◆ WORK INSTRUCTION
Set down the entries below exactly as written.

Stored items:
PR #245, opened 2024-04-02
chore: az-run-sample should provision some nodes

Bryce-Soghigian:
Fixes NA

**Description**
This change bumps up the inflate deployment to include a couple of replicas and taints the systempool before applying the inflate deployment. This should result in scale up from make az-run-sample. I find myself always running k scale deployment inflate --replicas 10 when creating the cluster. 

**Release Note**

```release-note

```


tallaxes:
Tainting systempool makes sense to me, but I would prefer to stick to manual scaling (or a separate target that is not executed automatically)

rakechill (approved):

tallaxes:
Discussed and decided against this

PR #249, opened 2024-04-03
perf(creation): remove polling from creation

charliedmcb:
Fixes # 

**Description**
Currently the Azure Karpenter Provider is not able to leverage budgets for doing multi-Drift, since the core logic only looks to start a second node Drift, after the first create responds back with its Provider ID. Since we wait for the actual Async operations to Azure to complete before moving on, this means that we are delaying this response, and losing out on the possible asynchronous multi-Drift functionality within budgets.

This change removes our Polling (waiting) on the create calls to allow us to respond back with the Provider ID quickly, and take advantage of multi-Drift.

We still track the vm create async errors internally, and asynchronously to track and mark unavailable offerings.

Note: for creations that fail asynchronously it will fall back on registerationTTL to clean up any failed instances, which is currently set at 15min:
- https://github.com/kubernetes-sigs/karpenter/blob/3d493b30f2464833a6482b99c80117dc20a23a44/pkg/controllers/nodeclaim/lifecycle/liveness.go#L40 

E2E run:
- https://github.com/Azure/karpenter-provider-azure/actions/runs/11245208770

Also, did multiple manual tests in code spaces.
*

- [ ] Yes, issue opened: # 
- [x] No

**Release Note**

```release-note
Updates the approach for VM creation to return only after the request has been made to CRP and other resources. This unblocks processing of other nodes within Drift Disruption. However, means that async errors within the call will not be caught before returning the initial request. For creations that fail asynchronously it will fall back on registerationTTL to clean up any failed instances, which is currently set at 15min:
- https://github.com/kubernetes-sigs/karpenter/blob/3d493b30f2464833a6482b99c80117dc20a23a44/pkg/controllers/nodeclaim/lifecycle/liveness.go#L40  
```


charliedmcb (commented):
/test

charliedmcb (commented):
/test

charliedmcb (commented):
/test

charliedmcb (commented):
/test

Bryce-Soghigian:
> Note: for creations that fail asynchronously it will fall back on registerationTTL to clean up any failed instances, which is currently set at 15min:

This doesn't seem acceptable as for any async error that fails we will have an additional 14 minutes for a retry vs before it was 2s 4s 8s 16s 60s retries on nodeclaim create. 


Is there a better design for dealing with the long running error messages? Can we check async for those error messages in a separate goroutine not blocking the main Create thread and report back the status, if it fails we delete the nodeclaim or something like that?

pkg/providers/instance/instance.go
```diff
@@ -380,19 +380,18 @@ func setVMPropertiesBillingProfile(vmProperties *armcompute.VirtualMachineProper
 
 // setNodePoolNameTag sets "karpenter.sh/nodepool" tag
 func setNodePoolNameTag(tags map[string]*string, nodeClaim *corev1beta1.NodeClaim) {
-	if val, ok := nodeClaim.Labels[corev1beta1.NodePoolLabelKey]; ok {
-		tags[NodePoolTagKey] = &val
-	}
+	nodePoolLabel := nodeClaim.Labels[corev1beta1.NodePoolLabelKey]
+	tags[NodePoolTagKey] = &nodePoolLabel
```
Bryce-Soghigian, line 384: Why did we change this?

charliedmcb: Oh, good catch. This is unrelated to the change.

Pretty sure its a bug I found months back. Will separate it out into a new PR.

theunrepentantgeek:
Copilot summarizes the current state as:

>This branch is effectively obsolete. The "remove polling from creation" motivation was addressed by the Promise/Poller/MachineCache rework and the AKS Machine API migration; simply calling  Get  after BeginCreateOrUpdate  (as this branch does) would today be a regression against the more explicit sync-vs-async error contract in  VirtualMachinePromise . Safe to close/abandon; no salvage needed.

Closing as obsolete.

PR #819, opened 2025-04-22
fix: specify version in user agent rather than unspecified

Bryce-Soghigian:
Fixes # 

**Description**
This introduces the version field in project so that from now on we can track what version of karpenter requests are coming from. 

it wasn't.

- [ ] Yes, issue opened: # 
- [ ] No

**Release Note**

```release-note

```

### DIFF
--- a/pkg/utils/project/project.go
+++ b/pkg/utils/project/project.go
@@ -18,4 +18,4 @@ package project
 
 // Version is the karpenter app version injected during compilation
 // when using the Makefile
-var Version = "unspecified"
+var Version = "v0.7.6"


pkg/utils/project/project.go
```diff
@@ -18,4 +18,4 @@ package project
 
 // Version is the karpenter app version injected during compilation
 // when using the Makefile
-var Version = "unspecified"
+var Version = "v0.7.6"
```
matthchr, line 21: IMO this shouldnt be hardcoded it should be derived from tags.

◆ SOLUTION TO THIS PROBLEM
PR #245, opened 2024-04-02
chore: az-run-sample should provision some nodes

Bryce-Soghigian:
Fixes NA

**Description**
This change bumps up the inflate deployment to include a couple of replicas and taints the systempool before applying the inflate deployment. This should result in scale up from make az-run-sample. I find myself always running k scale deployment inflate --replicas 10 when creating the cluster. 

**Release Note**

```release-note

```


tallaxes:
Tainting systempool makes sense to me, but I would prefer to stick to manual scaling (or a separate target that is not executed automatically)

rakechill (approved):

tallaxes:
Discussed and decided against this

PR #249, opened 2024-04-03
perf(creation): remove polling from creation

charliedmcb:
Fixes # 

**Description**
Currently the Azure Karpenter Provider is not able to leverage budgets for doing multi-Drift, since the core logic only looks to start a second node Drift, after the first create responds back with its Provider ID. Since we wait for the actual Async operations to Azure to complete before moving on, this means that we are delaying this response, and losing out on the possible asynchronous multi-Drift functionality within budgets.

This change removes our Polling (waiting) on the create calls to allow us to respond back with the Provider ID quickly, and take advantage of multi-Drift.

We still track the vm create async errors internally, and asynchronously to track and mark unavailable offerings.

Note: for creations that fail asynchronously it will fall back on registerationTTL to clean up any failed instances, which is currently set at 15min:
- https://github.com/kubernetes-sigs/karpenter/blob/3d493b30f2464833a6482b99c80117dc20a23a44/pkg/controllers/nodeclaim/lifecycle/liveness.go#L40 

E2E run:
- https://github.com/Azure/karpenter-provider-azure/actions/runs/11245208770

Also, did multiple manual tests in code spaces.
*

- [ ] Yes, issue opened: # 
- [x] No

**Release Note**

```release-note
Updates the approach for VM creation to return only after the request has been made to CRP and other resources. This unblocks processing of other nodes within Drift Disruption. However, means that async errors within the call will not be caught before returning the initial request. For creations that fail asynchronously it will fall back on registerationTTL to clean up any failed instances, which is currently set at 15min:
- https://github.com/kubernetes-sigs/karpenter/blob/3d493b30f2464833a6482b99c80117dc20a23a44/pkg/controllers/nodeclaim/lifecycle/liveness.go#L40  
```


charliedmcb (commented):
/test

charliedmcb (commented):
/test

charliedmcb (commented):
/test

charliedmcb (commented):
/test

Bryce-Soghigian:
> Note: for creations that fail asynchronously it will fall back on registerationTTL to clean up any failed instances, which is currently set at 15min:

This doesn't seem acceptable as for any async error that fails we will have an additional 14 minutes for a retry vs before it was 2s 4s 8s 16s 60s retries on nodeclaim create. 


Is there a better design for dealing with the long running error messages? Can we check async for those error messages in a separate goroutine not blocking the main Create thread and report back the status, if it fails we delete the nodeclaim or something like that?

pkg/providers/instance/instance.go
```diff
@@ -380,19 +380,18 @@ func setVMPropertiesBillingProfile(vmProperties *armcompute.VirtualMachineProper
 
 // setNodePoolNameTag sets "karpenter.sh/nodepool" tag
 func setNodePoolNameTag(tags map[string]*string, nodeClaim *corev1beta1.NodeClaim) {
-	if val, ok := nodeClaim.Labels[corev1beta1.NodePoolLabelKey]; ok {
-		tags[NodePoolTagKey] = &val
-	}
+	nodePoolLabel := nodeClaim.Labels[corev1beta1.NodePoolLabelKey]
+	tags[NodePoolTagKey] = &nodePoolLabel
```
Bryce-Soghigian, line 384: Why did we change this?

charliedmcb: Oh, good catch. This is unrelated to the change.

Pretty sure its a bug I found months back. Will separate it out into a new PR.

theunrepentantgeek:
Copilot summarizes the current state as:

>This branch is effectively obsolete. The "remove polling from creation" motivation was addressed by the Promise/Poller/MachineCache rework and the AKS Machine API migration; simply calling  Get  after BeginCreateOrUpdate  (as this branch does) would today be a regression against the more explicit sync-vs-async error contract in  VirtualMachinePromise . Safe to close/abandon; no salvage needed.

Closing as obsolete.

PR #819, opened 2025-04-22
fix: specify version in user agent rather than unspecified

Bryce-Soghigian:
Fixes # 

**Description**
This introduces the version field in project so that from now on we can track what version of karpenter requests are coming from. 

it wasn't.

- [ ] Yes, issue opened: # 
- [ ] No

**Release Note**

```release-note

```

### DIFF
--- a/pkg/utils/project/project.go
+++ b/pkg/utils/project/project.go
@@ -18,4 +18,4 @@ package project
 
 // Version is the karpenter app version injected during compilation
 // when using the Makefile
-var Version = "unspecified"
+var Version = "v0.7.6"


pkg/utils/project/project.go
```diff
@@ -18,4 +18,4 @@ package project
 
 // Version is the karpenter app version injected during compilation
 // when using the Makefile
-var Version = "unspecified"
+var Version = "v0.7.6"
```
matthchr, line 21: IMO this shouldnt be hardcoded it should be derived from tags.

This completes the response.